Early Greek Philosophy by John Burnet, with Burnet's notes
62. Monotheism or Polytheism 64. His Book

From Chapter III., Herakleitos of Ephesos

63. Life of Herakleitos
HERAKLEITOS of Ephesos, son of Bloson, is said to have "flourished" in Ol. LXIX. (504/3-501/0 B.C.);1 that is to say, just in the middle of the reign of Dareios, with whom several traditions connected him.2 It is more important, however, for our purpose to notice that, while Herakleitos refers to Pythagoras and Xenophanes by name and in the past tense (fr. 16), he is in turn alluded to by Parmenides (fr. 6). These references mark his place in the history of philosophy. Zeller held, indeed, that he could not have published his work till after 478 B.C., on the ground that the expulsion of Hermodoros, alluded to in fr. 114, could not have taken place before the downfall of Persian rule. If that were so, it might be hard to see how Parmenides could have known the views of Herakleitos at the time he wrote his poem;3 but there is no difficulty in supposing that the Ephesians may have sent one of their citizens into banishment when they were still paying tribute to the Great King. The spurious Letters of Herakleitos show that the expulsion of Hermodoros was believed to have taken place during the reign of Dareios,4 and it seems probable that the party led by him had enjoyed the confidence of the Persian government. His expulsion would mark the beginnings of the movement against Persian rule, rather than its successful issue.

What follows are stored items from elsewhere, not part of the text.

PR #3413, opened 2019-01-02
Use numeric_limits, not stdint.h limits

rwy0717:
The stdint.h limits aren't available without a macro definition on older
compilers, but this behaviour is deprecated as-of C++11. Avoid the whole
mess and stick with numeric_limits, the C++  way to get a maximum.


Leonardo2718:
@genie-omr build all

Leonardo2718:
For good measure

@genie-omr build all

PR #3415, opened 2019-01-02
Heap size startup hints

amicic:
Some pre-req work to support Heap size startup hints feature in OpenJ9
- swapped initial order of allocate and survivor in Nursery Physical
Arena to be able to expand early
- introduce new reasons for expansion, which would be reported by
verbose GC during early startup
- introduce two tuning parameters, that will control how aggressively
the feature is used. heapSizeStatupHintWeightNewValue is for now set to
0 (which effectively means the feature is disabled), but plan is to used
more value of 0.8 or so, after some more testing is peformed


charliegracie:
@genie-omr build all

charliegracie:
@genie-omr build all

Sotion quotes a statement that Herakleitos was a disciple of Xenophanes,5 which is not probable; for Xenophanes left Ionia before Herakleitos was born. More likely he was not a disciple of any one; but it is clear that he was acquainted both with the Milesian cosmology and with the poems of Xenophanes. He also knew something of the theories taught by Pythagoras (fr. 17). Of his life we really know nothing, except, perhaps, that he belonged to the ancient royal house and resigned the nominal position of Basileus in favour of his brother.6 The origin of the other statements bearing on it is quite transparent.7

Burnet's Notes


1. Diog. ix. 1. (R.P. 29), no doubt from Apollodoros through some intermediate authority. The name Bloson is better attested than Blyson (see Diels, Vors. 12 A 1, n.), and is known from inscriptions as an Ionic name.

2. Bernays, Die heraklitischen Briefe, pp. 13 sqq.

3. For the date of Parmenides, see p. 169.

4. Bernays, op. cit. pp. 20 sqq. This is quite consistent with the Roman tradition that Hermodoros took part later in the legislation of the Twelve Tables at Rome (Dig. 1, 2, 2, 4; Strabo, xiv. p. 642). There was a statue of him in the Comitium (Pliny, H.N. xxxiv. 21). The Romans were well aware that the Twelve Tables were framed on a Greek model; and, as Bernays said (op. cit. p. 85), the fact is attested as few things are in the early history of Rome.

5. Sotion ap. Diog. ix. 5 (R.P. 29 c).

6. Diog. ix. 6 (R.P. 31).

7. Herakleitos said (fr. 68) that it was death to souls to become water; and we are told accordingly that he died of dropsy. He said (fr. 14) that the Ephesians should leave their city to their children, and (fr. 79) that Time was a child playing draughts. We are therefore told that he refused to take any part in public life, and went to play with the children in the temple of Artemis. He said (fr. 85) that corpses were more fit to be cast out than dung; and we are told that he covered himself with dung when attacked with dropsy. Lastly, he is said to have argued at great length with his doctors because of fr. 58. For these tales see Diog. ix. 3-5.